Ocean processes don’t start and stop with the arrival and departure of an oceanographic research vessel. Currents are ceaselessly moving, plankton constantly bloom, the seafloor is continually being built—all of it happening over months, years, and decades.

In order to collect long-term views of these and other processes at work in the ocean, scientists and engineers have devised ways to leave instruments out in the environment. Moorings—secured by wires, buoys, weights, and floats—are platforms which allow us to observe how the ocean and seafloor change.

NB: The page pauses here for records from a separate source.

PR #3400, opened 2024-09-25
Convert /polls to TT

momijizukamori:
CODE TOUR: ♫ And another one gone, and another one gone // Another one bites the dust (yeah)♫ The poll creator and it's associated pages have now been converted to TT!


zorkian:
I skimmed but didn't go deep, it seems like a conversion! We can have folks bang on it in canary as per usual, hopefully.

Issue #3405, opened 2024-10-30
Display error in layout chooser after picking new layout


momijizukamori:
The new layout setting seems to be applying properly, so I think this is just a parsing error between the frontend JS and backend RPC endpoint return

![image](https://github.com/user-attachments/assets/61b6289b-4bcc-47b7-a14c-8a84397bbc56)

momijizukamori:
Fixed b y #3407

PR #3407, opened 2024-11-25
Remove debug code causing errors

momijizukamori:
CODE TOUR: It turns out debug print messages do not make valid JSON! Who knew, right? The layout chooser widget now returns valid JSON that does not cause it to spew errors when you select a new layout.


zorkian:
Give it ye olde yeeto burrito!

momijizukamori:
Fixes #3405

PR #3408, opened 2024-11-25
Convert login

momijizukamori:
CODE TOUR: Part of the unending conversion of old pages to the new templates, this time with the side-bonus of cutting down on the number of different codepaths we had to handle logins (which has the bonus of unblocking future work around login options)

-------
Two notes:
1) this has one slightly nasty hack, which is a symlink between `/views/components/login.tt` and `/schemes/login.tt` - this is because we have two different loaders for TT, which are called at different points, one for page contents and one for sitescheme wrappers. They look at different folders, and trying to combine the folders results in some weird circular dependency issues which would be a major effort to untangle. The other option was to make a copy of `login.tt` but that kind of went against the principle of trying to consolidate the code, so symlink it is.

2) there is a small chance this may break some custom controlstrip styling, because the input ids have changed - I think most styles probably just use `input` rather than specific ids, but worth keeping an eye out for in support requests.


momijizukamori:
Draft for the moment because I realized there's some slightly weird behavior on /login directly due to the order in which things get set - but everything else is ready for review.

schemes/login.tt
```diff
@@ -0,0 +1 @@
+/dreamhack/home/8088-momiji/dw/views/components/login.tt
```
zorkian, line 1: The symlink will need to be relative, so it doesn't have your hack path in it.

zorkian:
Aside from the symlink needing to be relative, the rest looks fine. I read through the module code and it seems reasonable, so I think it's good to go once you've figured out the other piece.

schemes/login.tt
momijizukamori: Fixed in c389dee79682360bade65c3d15e9ba2f7e970371

PR #3416, opened 2024-12-03
Sirilyan/add steam to services

### LINKED ISSUE #3387: add Steam to profile/usertag
given a user [username], both profile link and username body can go to https://steamcommunity.com/id/[username] (there's an "all posts by X" option that would probably work better for the username body, but you can't predict the URL from the username alone, alas)

sirilyan:
CODE TOUR: add Steam usernames to profile

fixes #3387


zorkian:
Thank you! Looks right.

PR #3419, opened 2024-12-03
Fix current-theme widget in gradation, and tweak font size

### LINKED ISSUE #3265: "current theme" widget got updated for homepage but is now harder to read on /customize
First reported here: https://dw-maintenance.dreamwidth.org/92733.html?thread=4201277#cmt4201277

Homepage version:
Screenshot 2023-08-04 at 11 08 53 PM

Style select version: 
Screenshot 2023-08-04 at 11 09 07 PM

I believe the primary complaint is that the text on the lower right is smaller than before. The /customize page doesn't have Foundation styling, but perhaps some equivalent CSS could be applied in this one spot to make that text more legible...?

momijizukamori:
CODE TOUR: When we converted the current theme widget to use Template Toolkit, we missed a CSS issue with Gradation that caused to display.... artistically on that site scheme. This also makes the link text on the widget slightly larger, as we got feedback that it was too small.

Fixes #3265

### DIFF
--- a/htdocs/stc/gradation/gradation.css
+++ b/htdocs/stc/gradation/gradation.css
@@ -959,6 +959,11 @@ div#cf-edit select {
     margin-bottom: -2em;
 }
 
+#canvas .appwidget-currenttheme .row {
+    margin: 0;
+    padding: 0;
+}
+
 /** Dark theme for color picker **/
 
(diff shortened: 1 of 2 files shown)


zorkian:
_artistically_

I lol'd.

PR #3421, opened 2024-12-12
Since the DW shop has its own domain, reserve it as a username.

pauamma:
CODE TOUR: The URL for the Dreamwidth shop (where you can buy points, paid time, etc...) now uses "shop.dreamwidth.org", so "shop" can no longer be a username.

### DIFF
--- a/htdocs/inc/reserved-usernames
+++ b/htdocs/inc/reserved-usernames
@@ -1,4 +1,5 @@
 ^www$
+^shop$
 ^dw_
 ^ex_
 ^ext_


pauamma:
While on that topic, there seem to be other missing entries, like for "comments" and "va_*" (or at least "va_mail01"). Is there a complete list of special-purpose hostnames that should be reserved as usernames?

alierak:
This file is a starter list for new sites using the codebase. Remember that include files can be overridden in production through admin/fileedit which stores updated include files in the database. The production list has a few hundred username patterns which are not suitable for github, mostly antispam. I do believe the va_ hostnames were left off, though.

pauamma:
> Remember that include files can be overridden in production through admin/fileedit which stores updated include files in the database.
Uh. I completely forgot that even existed.
> The production list has a few hundred username patterns which are not suitable for github, mostly antispam. I do believe the va_ hostnames were left off, though.
If I'm correctly reading between the lines that "shop" and "comments" are in there too, feel free to close this without action.

alierak:
Right, thanks!

PR #3441, opened 2025-01-13
fix some issues with converted /manage/profile page

### LINKED ISSUE #3440: new Edit Profile page does not load birthday month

Most of us are familiar with common moorings, which use anchors and cables or ropes to secure boats, channel markers, and other floating objects in fixed places in our waterways. Fixed oceanographic moorings work on the same principles, but the lines can be thousands of meters long and may or may not poke above the surface of the water. Scientific instruments can be attached to the mooring line, mounted on a surface buoy, or made to climb up and down the underwater line.

Coastal and Global Scale Nodes Moorings

CGSN moorings are innovative and more capable mechanically and electronically than previous oceanographic designs.

The moorings use a combination of nylon-jacketed steel wire rope, various types of synthetic line, electromechanical (EM) cable with copper conductors and electro-optical mechanical (EOM) cable with copper conductors and optical fibers. Steel wire rope can be used not only for strength and resistance to fish-bite but also for inductive telemetry of data from moored instrument packages.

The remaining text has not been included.